One of the key mistakes in fibremaxxing is timing. Social media makes it look effortless — they add a ‘gut shot’ to their morning routine, as if it were toothpaste. 

But if you try that without a carefully planned schedule and access to your own toilet, you’re dicing with danger.

Fibremaxxing should come with calendar alerts: “Do not attempt if you have: A funeral, a Zoom presentation, the school run, or a three-hour GAA match.”

Fibre respects no one’s plans and it certainly doesn’t care about the NCT queue.
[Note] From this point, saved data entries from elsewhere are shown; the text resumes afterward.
PR #220, opened 2021-12-21
HA/SNO leader election config

eggfoobar:
Hi there, the purpose of this PR is to configure leader election to be driven by some conventions that allow for better behavior on SingleNode environments as well as normal HA clusters.

Currently leader election is defaulting to the Kubernetes defaults which are `leaseDuration: 15s` `renewDeadline: 15s` and a `retryPeriod: 2s`. On a typically well suited machine this is not much of a problem and cheap. However as resources become strapped this cadence starts to show some flaws and in situations where the `api-server` is down for longer than usual due to limited CPU bandwidth then the inability to get a response from the api-server consecutively will cause a restart. The new defaults allow for a more generous down time tolerance of (78s) and a more reasonable retry cadence of (26s) that keeps things well behaved in both respects of responsiveness during roll out and  stability.

The second path is for SingleNode situations, in those environments you are typically only running a single machine with much more strapped resources. Furthermore in stricter situations, like edge deployments, management workloads can be pinned down to a limited number of cores, and anything to lesson traffic against the `api-server` becomes a win. The config changes for those situations follow the same as HA environments but with a (270s) lease duration and a retry cadence of (60s) this gives us a much higher tolerance for `api-server` downtime at (180s).

Any and all feedback welcome, thanks!


pkg/leaderelection/leaderelection.go
```diff
@@ -0,0 +1,77 @@
...
+
+	if enabled {
+		ctx, cancel := context.WithDeadline(context.Background(), time.Now().Add(time.Second*3))
+		defer cancel()
+		infra, err := getClusterInfraStatus(ctx, restClient)
+		if err != nil {
+			glog.Warningf("unable to get cluster infrastructure status, using HA cluster values for leader election: %v", err)
+			return
+		}
+		if infra != nil && infra.ControlPlaneTopology == configv1.SingleReplicaTopologyMode {
```
zshi-redhat, line 45: `infra !=nil ` is checked in `getClusterInfraStatus`.

pkg/leaderelection/leaderelection.go
```diff
@@ -0,0 +1,77 @@
...
+	return ret
+}
+
+// Retrieve the cluster status, used to determine if we should use different leader election.
+func getClusterInfraStatus(ctx context.Context, restClient *rest.Config) (*configv1.InfrastructureStatus, error) {
+	client, err := openshiftcorev1.NewForConfig(restClient)
+	if err != nil {
+		return nil, err
+	}
+	infra, err := client.Infrastructures().Get(ctx, infraResourceName, metav1.GetOptions{})
```
zshi-redhat, line 69: I guess this is specific to openshift, right?  does it work for native kubernetes?

qJkee: @zshi-redhat 
Yeah, that's true. Is there any way to check if we are in `Openshift` env?

SchSeba:
general question. we already support a single node in the operator for both k8s and ocp can you just add a function under https://github.com/k8snetworkplumbingwg/sriov-network-operator/blob/master/pkg/utils/cluster.go and use the already existing function to understand if it's a single node cluster?

I don't think we need to import a package (ocp/api) just to use one function there.

Last point why the ocp/api doesn't have a function that returns the timer? this way if in the future there is a need to change the timer we just need to bump the package version and not change anything else on any project using this package.

pkg/leaderelection/leaderelection.go
zshi-redhat: Cluster type (openshift or kubernetes) is passed in as an environment variable when building the Dockerfile image: https://github.com/k8snetworkplumbingwg/sriov-network-operator/blob/master/Dockerfile.rhel7#L16. Here is an example: https://github.com/k8snetworkplumbingwg/sriov-network-operator/blob/master/cmd/sriov-network-config-daemon/start.go#L87

eggfoobar:
> general question. we already support a single node in the operator for both k8s and ocp can you just add a function under https://github.com/k8snetworkplumbingwg/sriov-network-operator/blob/master/pkg/utils/cluster.go and use the already existing function to understand if it's a single node cluster?

That's a great idea, moved the logic there and used @zshi-redhat suggestion of checking against the `CLUSTER_TYPE` env for openshift and k8s clusters

> I don't think we need to import a package (ocp/api) just to use one function there.

I agree, I wasn't sure how best to approach this, to avoid any future mistakes figured it was best to pull in `ocp/api` and use the shared `Infrastructure` object.

> Last point why the ocp/api doesn't have a function that returns the timer? this way if in the future there is a need to change the timer we just need to bump the package version and not change anything else on any project using this package.

Correct me if I misunderstood your question @SchSeba , right now the functionality that returns default leader election timers for both regular and SNO clusters is part of `openshift/library-go`, we could pull in that pkg but that will force more dependency changes. The intent here was to keep this simple and copying those values seemed more manageable for this PR.

pkg/utils/cluster.go
```diff
@@ -21,6 +37,17 @@ func IsSingleNodeCluster(c client.Client) (bool, error) {
 		glog.Infof("IsSingleNodeCluster(): one node found in the cluster")
 		return true, nil
 	}
-
 	return false, nil
 }
+
+func openshiftSNOClusterStatus(c client.Client) (bool, error) {
```
SchSeba, line 43: question are we still need this function?

if the CLUSTER_TYPE is openshift and we have 1 node can we call it an SNO?

pkg/leaderelection/leaderelection.go
```diff
@@ -0,0 +1,54 @@
+package leaderelection
+
+import (
+	"time"
+
+	"github.com/golang/glog"
+	"github.com/k8snetworkplumbingwg/sriov-network-operator/pkg/utils"
```
SchSeba, line 7: small nit: can you move this as the last import?

eggfoobar: absolutely, updated

SchSeba:
@eggfoobar just a general question, is the access to the OCP API request any change in the operator RBAC's?

eggfoobar:
> @eggfoobar just a general question, is the access to the OCP API request any change in the operator RBAC's?

Thank you! Yes, I missed that. I updated the RBAC in the in the deployments where it seemed to be located.

pliurh:
@eggfoobar Could you squash the commits before we merge it?

eggfoobar:
@pliurh Sure thing, squashed it into two commits, is that okay or would you rather it be one?

pliurh:
two is ok.

pkg/leaderelection/leaderelection.go
```diff
@@ -0,0 +1,53 @@
...
+			return
+		}
+		if isSno {
+			return leaderElectionSNOConfig(defaultConfig)
+		}
+	}
+	return
+}
+
+// Default leader election for SNO environments
```
adrianchiris, line 44: SNO also (might) stand for Sriov Network Operator
And i assume here it stands for Single Node Openshift

also IsSingleNodeCluster in L32 means if the cluster is a single node cluster, regardless of vanilla or openshift

can we rename this method to `leaderElectionSingleNodeConfig` ?  or similar ? as this configuration is platform agnostic (i.e same for openshift or vanilla k8s)

pkg/leaderelection/leaderelection.go
```diff
@@ -0,0 +1,53 @@
...
+func GetLeaderElectionConfig(c client.Client, enabled bool) (defaultConfig configv1.LeaderElection) {
+	defaultConfig = configv1.LeaderElection{
+		Disable:       !enabled,
+		LeaseDuration: metav1.Duration{Duration: defaultLeaseDuration},
+		RenewDeadline: metav1.Duration{Duration: defaultRenewDeadline},
+		RetryPeriod:   metav1.Duration{Duration: defaultRetryPeriod},
+	}
+
+	if enabled {
+		isSno, err := utils.IsSingleNodeCluster(c)
```
adrianchiris, line 32: isSingleNode ?

if sno stands for single node openshift, thats not the case here as this bit will run on vanilla k8s as well

pkg/leaderelection/leaderelection.go
```diff
@@ -0,0 +1,53 @@
+package leaderelection
+
+import (
+	"time"
+
+	"github.com/golang/glog"
+	configv1 "github.com/openshift/api/config/v1"
```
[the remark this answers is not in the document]
eggfoobar: Sure thing, updated to use the client-go leader election struct

pkg/leaderelection/leaderelection.go
eggfoobar: Thanks for the input, totally agree. Updated the wording to make it clear

pkg/leaderelection/leaderelection.go
eggfoobar: Updated as well

pkg/utils/cluster.go
```diff
@@ -2,14 +2,30 @@ package utils
...
+const (
+	// default Infrastructure resource name for Openshift
+	infraResourceName = "cluster"
+)
+
 func IsSingleNodeCluster(c client.Client) (bool, error) {
+	if os.Getenv("CLUSTER_TYPE") == ClusterTypeOpenshift {
+		return openshiftSNOClusterStatus(c)
+	}
+	return k8sSNOClusterStatus(c)
```
SchSeba, line 25: nit: can you change the name also here to not have `SNO`

eggfoobar: Sure thing, done!

e0ne (commented):
LGTM

e0ne (approved):

adrianchiris (approved):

4. Irish gut health was grand long before TikTok ruined it

We’ve always had fibre. We just didn’t have an app to tell us how smug we should feel about it. 

My mother’s kitchen was full of digestive dynamite — soda bread, stewed prunes, and cabbage that could dissolve concrete. 

We didn’t call it “prebiotic whole foods”, we just called it dinner.

5. You’ll become a digestive performance critic before you know it

This is the bit nobody warns you about: Once the fibre hits, your bathroom habits become a matter of personal triumph.

Not in an emotional sense, but in the way you feel you’ve achieved something the world should know about. 

You study your work. You analyse it. You develop opinions. Gross, yes, but here we are. And don’t shoot the messenger.

But like all wellness trends, it’s not the food that’s the problem. 

It’s the all-or-nothing mindset that leads people to drink three tablespoons of psyllium husk and then film themselves crying in a kimono.

Start slow. Listen to your gut — literally. Remember: If your new routine requires a map of Ireland, it might not be sustainable.

Fibre doesn’t need to be fancy, it just needs to work. And trust me — when it does, you’ll know.